A toddler and a mother look at candles lit to mark the fourth anniversary of tsunami during a special memorial event for the victims in Ishinomaki in Miyagi Prefecture, northeastern Japan, on March 11, 2015. The banner behind them reads "Hang in there! Ishinomaki."
Thousands of people across Japan attended memorials to remember the nearly 19,000 lives lost in the tsunami. On the northeast coast of Japan where the tsunami stuck, many attended moments of silence for victims.
A woman cries during a memorial event in Tokyo. Along the northeastern coast of Japan, many marked the anniversary of the disaster with simultaneous moments of silence.

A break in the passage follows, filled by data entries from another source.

PR #5223, opened 2021-04-08
config: fix issues with memory-only config file paths

### LINKED ISSUE #5222: Memory-only config file issues

https://forum.rclone.org/t/rclone-1-55-with-config-dev-null/23355

Documentation at https://rclone.org/docs/#config-config-file:

> If the location is set to empty string "" or the special value /notfound, or the os null device represented by value NUL on Windows and /dev/null on Unix systems, then rclone will keep the config file in memory only.

##### Case 1. `--config /dev/null` on Linux

```
rclone \
    --config /dev/null \
    sync /local/path/ :sftp:remote_path/ \
    --sftp-host hidden --sftp-port hidden --sftp-user hidden --sftp-pass hidden \
    -v --bwlimit 80k:600k --max-delete 2 --transfers 1 --checkers 4 --size-only

2021/04/07 21:55:12 ERROR : Can't save config "md5sum_command" = "md5sum" for on the fly backend ":sftp"
2021/04/07 21:55:18 ERROR : Failed to save config after 10 tries: Failed to create temp file for new config: open /dev/null804515289: permission denied
2021/04/07 21:55:18 ERROR : Can't save config "sha1sum_command" = "sha1sum" for on the fly backend ":sftp"
2021/04/07 21:55:24 ERROR : Failed to save config after 10 tries: Failed to create temp file for new config: open /dev/null062934686: permission denied
```

##### Case 2. `--config NUL` on Windows

```
2021/04/08 08:47:22 ERROR : Failed to save config after 10 tries: Failed to create temp file for new config: open \NUL324278613: Access is denied.
```

##### Case 3. `--config ""`
```
rclone \
    --config "" \
    sync /local/path/ :sftp:remote_path/ \
    --sftp-host hidden --sftp-port hidden --sftp-user hidden --sftp-pass hidden \
    -v --bwlimit 80k:600k --max-delete 2 --transfers 1 --checkers 4 --size-only

2021/04/07 22:01:06 Failed to load config file "/tmp": read /tmp: is a directory
```
/tmp was the curent directory

##### Case 4. `--config /notfound`
```
rclone \
    --config /notfound \
    sync /local/path/ :sftp:remote_path/ \
    --sftp-host hidden --sftp-port hidden --sftp-user hidden --sftp-pass hidden \
    -v --bwlimit 80k:600k --max-delete 2 --transfers 1 --checkers 4 --size-only

2021/04/07 22:02:23 NOTICE: Config file "/notfound" not found - using defaults
2021/04/07 22:02:23 ERROR : Can't save config "md5sum_command" = "md5sum" for on the fly backend ":sftp"
2021/04/07 22:02:23 ERROR : Can't save config "sha1sum_command" = "sha1sum" for on the fly backend ":sftp"
```

rclone v1.55.0

os/type: linux
os/arch: amd64
go/version: go1.16.2
go/linking: static
go/tags: cmount

albertony:

Solving issues and making it more user friendly with memory-only config.

Ref the following cases described in the issue:

Case 1. --config /dev/null on Linux
Case 2. --config NUL on Windows
Case 3. --config ""
Case 4. --config /notfound

All should be handled by this PR, ~~but I have only tested on Windows~~ tested on Windows 10 and arch linux in WSL.

Fixes #5222

#### Checklist

### DIFF
--- a/cmd/version/version_test.go
+++ b/cmd/version/version_test.go
@@ -26,12 +26,12 @@ func TestVersionWorksWithoutAccessibleConfigFile(t *testing.T) {
 	}
 	// re-wire
 	oldOsStdout := os.Stdout
-	oldConfigPath := config.ConfigPath
-	config.ConfigPath = path
+	oldConfigPath := config.GetConfigPath()
+	assert.NoError(t, config.SetConfigPath(path))
 	os.Stdout = nil
 	defer func() {
 		os.Stdout = oldOsStdout
-		config.ConfigPath = oldConfigPath
+		assert.NoError(t, config.SetConfigPath(oldConfigPath))
 	}()
 
 	cmd.Root.SetArgs([]string{"version"})
--- a/fs/config/config.go
+++ b/fs/config/config.go
@@ -28,6 +28,7 @@ import (
 const (
 	configFileName       = "rclone.conf"
 	hiddenConfigFileName = "." + configFileName
+	noConfigFile         = "/notfound"
 
 	// ConfigToken is the key used to store the token under
 	ConfigToken = "token"
@@ -107,17 +108,21 @@ var (
 	// and any parents.
 	CacheDir = makeCacheDir()
 
-	// ConfigPath points to the config file
-	ConfigPath = makeConfigPath()
-
 	// Password can be used to configure the random password generator
 	Password = random.Password
+)
+
+var (
+	configPath   string
+	noConfigPath string
 )
 
 func init() {
 	// Set the function pointers up in fs
 	fs.ConfigFileGet = FileGetFlag
 	fs.ConfigFileSet = SetValueAndSave
+	noConfigPath, _ = filepath.Abs(noConfigFile)
+	configPath = makeConfigPath()
 }
 
 // Return the path to the configuration file
@@ -212,18 +217,44 @@ func makeConfigPath() string {
 	return hiddenConfigFileName
 }
 
+// GetConfigPath returns the current config file path
+func GetConfigPath() string {
+	return configPath
+}
+
+// SetConfigPath sets new config file path
+//
+// Checks for empty string, os null device, or special path, all of which indicates in-memory config.
+func SetConfigPath(path string) (err error) {
+	if path == "" || path == os.DevNull {
+		configPath = ""
+	} else {
+		if configPath, err = filepath.Abs(path); err != nil {
+			return err
+		}
+		if configPath == noConfigPath {
+			configPath = ""
+		}
+	}
+	return nil
+}
+
 // LoadConfig loads the config file
 func LoadConfig(ctx context.Context) {
 	// Set RCLONE_CONFIG_DIR for backend config and subprocesses
-	_ = os.Setenv("RCLONE_CONFIG_DIR", filepath.Dir(ConfigPath))
-
-	// Load configuration file.
+	// If empty configPath (in-memory only) the value will be "."
+	_ = os.Setenv("RCLONE_CONFIG_DIR", filepath.Dir(configPath))
+	// Load configuration from file (or initialize sensible default if no file or error)
 	if err := Data.Load(); err == ErrorConfigFileNotFound {
-		fs.Logf(nil, "Config file %q not found - using defaults", ConfigPath)
+		if configPath == "" {
+			fs.Debugf(nil, "Config is memory-only - using defaults")
+		} else {
+			fs.Logf(nil, "Config file %q not found - using defaults", configPath)
+		}
 	} else if err != nil {
-		log.Fatalf("Failed to load config file %q: %v", ConfigPath, err)
+		log.Fatalf("Failed to load config file %q: %v", configPath, err)
 	} else {
-		fs.Debugf(nil, "Using config file from %q", ConfigPath)
+		fs.Debugf(nil, "Using config file from %q", configPath)
 	}
 }
 
@@ -233,6 +264,10 @@ var ErrorConfigFileNotFound = errors.New("config file not found")
 // SaveConfig calling function which saves configuration file.
 // if SaveConfig returns error trying again after sleep.
 func SaveConfig() {
+	if configPath == "" {
+		fs.Debugf(nil, "Skipping save for memory-only config")
+		return
+	}
 	ctx := context.Background()
 	ci := fs.GetConfig(ctx)
 	var err error
@@ -244,7 +279,6 @@ func SaveConfig() {
 		time.Sleep(time.Duration(waitingTimeMs) * time.Millisecond)
 	}
 	fs.Errorf(nil, "Failed to save config after %d tries: %v", ci.LowLevelRetries, err)
-	return
 }
 
 // SetValueAndSave sets the key to the value and saves just that
--- a/fs/config/config.go
+++ b/fs/config/config.go
@@ -22,6 +22,7 @@ import (
 	"github.com/rclone/rclone/fs/config/obscure"
 	"github.com/rclone/rclone/fs/fspath"
 	"github.com/rclone/rclone/fs/rc"
+	"github.com/rclone/rclone/lib/file"
 	"github.com/rclone/rclone/lib/random"
 )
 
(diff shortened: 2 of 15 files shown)


albertony:
Ended up with a little more restructuring than perhaps strictly necessary.. Moved the main memory-only config handling from fs.config.configfile up to fs.config, this to be able to treat it more like a "feature" than an "error", and e.g. `rclone config file` command will report more informative that an in memory config is in use etc..

Part of the solution had to do with configflags doing filepath.Abs on the --config value, so value from `--config=""` and `--config="/notfound"` etc would be made absolute before the logic that checked for these values in the configfile code vere able to check for them.. The way I did this was to make the global ConfigPath into a setter and getter, so that the setter could check for special values and perform abs etc, to avoid having to do this many times - e.g. with a "IsMemoryOnlyPath" kind of solution. I don't know if this is a proper go (or rclone) way of doing it..

albertony:
A couple of small additions:

1: Checking for the reserved names on windows to avoid trouble, because even a path like this `--config=C:\Temp\NUL.txt` will be treated as the NULL device - any paths with reserved name as basename without extension! 😲 

2: Lowering message about "using defaults" from notice to debug when using memory config.

Originally did this:
```
rclone.exe --config=NUL lsd .
2021/04/08 21:30:46 NOTICE: Config is memory-only - using defaults
          -1 2021-04-08 21:28:33        -1 .git
          -1 2021-03-17 16:40:53        -1 .github
          -1 2021-04-08 21:26:59        -1 .vscode
          -1 2021-01-29 23:22:07        -1 backend
```
To match this:
```
rclone.exe --config=xxx lsd .
2021/04/08 21:30:55 NOTICE: Config file "C:\\CurrentPath\\xxx" not found - using defaults
          -1 2021-04-08 21:28:33        -1 .git
          -1 2021-03-17 16:40:53        -1 .github
          -1 2021-04-08 21:26:59        -1 .vscode
          -1 2021-01-29 23:22:07        -1 backend
```

But found it to be a bit "anoying", and figured that when you are using --config=NUL or any of the other special values then you don't need a reminder every time that you are using it..?

cmd/version/version_test.go
```diff
@@ -26,12 +26,12 @@ func TestVersionWorksWithoutAccessibleConfigFile(t *testing.T) {
 	}
 	// re-wire
 	oldOsStdout := os.Stdout
-	oldConfigPath := config.ConfigPath
-	config.ConfigPath = path
+	oldConfigPath := config.GetConfigPath()
+	_ = config.SetConfigPath(path)
```
ncw, line 30: Anywhere you see this in a test

    _ = config.SetConfigPath(path)

It should be

    require.NoError(t, config.SetConfigPath(path))

There are rather a lot of these in this, and I'll just comment on this one!

fs/config/config.go
```diff
@@ -229,6 +229,14 @@ func SetConfigPath(path string) (err error) {
 	if path == "" || path == os.DevNull {
 		configPath = ""
 	} else {
+		if runtime.GOOS == "windows" {
+			// On Windows prevent referring to legacy device, which will happen if basename without extension
+			// is one of the reserved names (https://docs.microsoft.com/en-gb/windows/win32/fileio/naming-a-file)
+			if reserved, _ := regexp.MatchString(`^(?i:con|prn|aux|nul|com[1-9]|lpt[1-9])(?:\.|$)`, filepath.Base(path)); reserved {
```
ncw, line 235: Ewww!  You could put this into `lib/file` as `IsReserved` or something like that?

I note there is an implementation of this in the standard library but it isn't exported :-(

```go
/ reservedNames lists reserved Windows names. Search for PRN in
// https://docs.microsoft.com/en-us/windows/desktop/fileio/naming-a-file
// for details.
var reservedNames = []string{
        "CON", "PRN", "AUX", "NUL",
        "COM1", "COM2", "COM3", "COM4", "COM5", "COM6", "COM7", "COM8", "COM9",
        "LPT1", "LPT2", "LPT3", "LPT4", "LPT5", "LPT6", "LPT7", "LPT8", "LPT9",
}

// isReservedName returns true, if path is Windows reserved name.
// See reservedNames for the full list.
func isReservedName(path string) bool {
        if len(path) == 0 {
                return false
        }
        for _, reserved := range reservedNames {
                if strings.EqualFold(path, reserved) {
                        return true
                }
        }
        return false
}
```

It also seems to be wrong as it doesn't consider `aux.c` to be a reserved name, whereas Windows certainly does (I can tell you this from bitter personal experience porting a large C++ code base to Windows!).

ncw (commented):
I think this looks OK :-)

The idea of moving the concern of "is this a special config file name" out of configfile and into config seems like a good idea.

I don't like the coupling between configfile and config - reading the config file location from config seems the wrong way round to me - config should be telling configfile about the location when it changes.

Perhaps in another PR!

The one disadvantage with this is that the diff looks too big to put into a point release.

I put a few comments inline for you to look at.

albertony:
Thanks, I will update according to your input!

> I don't like the coupling between configfile and config - reading the config file location from config seems the wrong way round to me - config should be telling configfile about the location when it changes.

Yes, that was my first though as well, but didn't dig more into it..

> The one disadvantage with this is that the diff looks too big to put into a point release.

I wouldn't mind writing a smaller patch to commit into a point release branch, if that is something we would want?

fs/config/config.go
albertony: > Ewww! You could put this into lib/file as IsReserved or something like that?

Yes, that will be better.

> I can tell you this from bitter personal experience porting a large C++ code base to Windows!

My condolences!

cmd/version/version_test.go
```diff
@@ -27,11 +27,11 @@ func TestVersionWorksWithoutAccessibleConfigFile(t *testing.T) {
 	// re-wire
 	oldOsStdout := os.Stdout
 	oldConfigPath := config.GetConfigPath()
-	_ = config.SetConfigPath(path)
+	assert.NoError(t, config.SetConfigPath(path))
```
ncw, line 30: These changes should have gone in the previous commit unless you are planning to squash them?

ncw (commented):
I think that is looking very good!

There has been a slight mixup with the commits - see inline for details.

Just in case you are not a git master, I'd fix it like this

`git reset HEAD~` to pop the last set of changes

`git add cmd/version/version_test.go fs/config/config_test.go fs/config/configfile/configfile_test.go fs/config/crypt_test.go fs/config/ui_test.go`

`git commit --amend` to add the changes to the previous commit

`git commit -a -c ORIG_HEAD` to commit the remains of the changes with the original commit message.

cmd/version/version_test.go
albertony: Ai... Probably was a bit too quick on the trigger with "git commit --amend --no-edit". Will fix!

albertony:
> There has been a slight mixup with the commits - see inline for details.

Fixed!

> Just in case you are not a git master, I'd fix it like this

Not quite there yet, so your example definitely saved me some time - thanks!

ncw (approved):
LGTM - please merge :-)

Thank you !

albertony:
@ncw: Just did... But there is a build error I initially interpreted as "random" issue, but now starting to wonder..

It runs:
> RCLONE_CONFIG="/notfound" go test -tags "cmount" ./...

And what I now noticed is this:
> 2021/04/11 11:43:30 NOTICE: Config file "C:\\Program Files\\Git\\notfound" not found - using defaults

So its interpreting /notfound as a config file path, and even relative??, and not as a memory-config..

It fails in the windows-386, but same test runs fine in windows_amd64..

I don't understand, do you?

ncw:
Good debugging! Yes the string "/notfound" was just designed so that there was never a config file there.

We could change the use of "/notfound" to "" within rclone which is probably more sensible and would hopefully work with git-bash.

```
$ git grep /notfound # edited
Makefile:       RCLONE_CONFIG="/notfound" go test $(BUILDTAGS) ./...
Makefile:       RCLONE_CONFIG="/notfound" go test $(BUILDTAGS) -cpu=2 -race ./...
fstest/fstests/fstests.go:      if strings.HasSuffix(os.Getenv("RCLONE_CONFIG"), "/notfound") && *fstest.RemoteName == "" {
```

albertony:
Yes, made a go at that here: https://github.com/rclone/rclone/pull/5235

Residents in the restricted access town of Namie, Fukushima Prefecture, northern Japan, lay flowers and offer a prayer for their parents killed by the earthquake and tsunami. Namie town is close to Tokyo Electric Company's (TEPCO) Fukushima Daiichi Nuclear Power Plant. The plant suffered a triple meltdown in the aftermath of the disaster.
A woman lights a candle in prayer during a memorial in Tokyo.
Balloons in the shape of doves are released into the air during a memorial service at the former Yuriage junior high school in Natori, Miyagi Prefecture.
The lone pine tree that miraculously survived the tsunami among 70,000 trees along the coastline, stands in Rikuzentakata, Iwate Prefecture, northeastern Japan, on March 5. The tree was cut down in 2012 and treated for decay after which it was preserved using artificial materials. It was later placed back where it was found to stand as a symbol of hope and survival.
Police search for the bodies of tsunami victims along the seashore in Shichigahama town, Miyagi prefecture, on March 11. Police from Iwate prefecture continue to search for remains and personal items that could be returned to loved ones on the 11th of every month. The quake-tsunami disaster has left visible scars on the landscape and continues to wreak misery for many.
Houses swallowed by the tsunami burn in Natori, Miyagi Prefecture on March 11, 2011.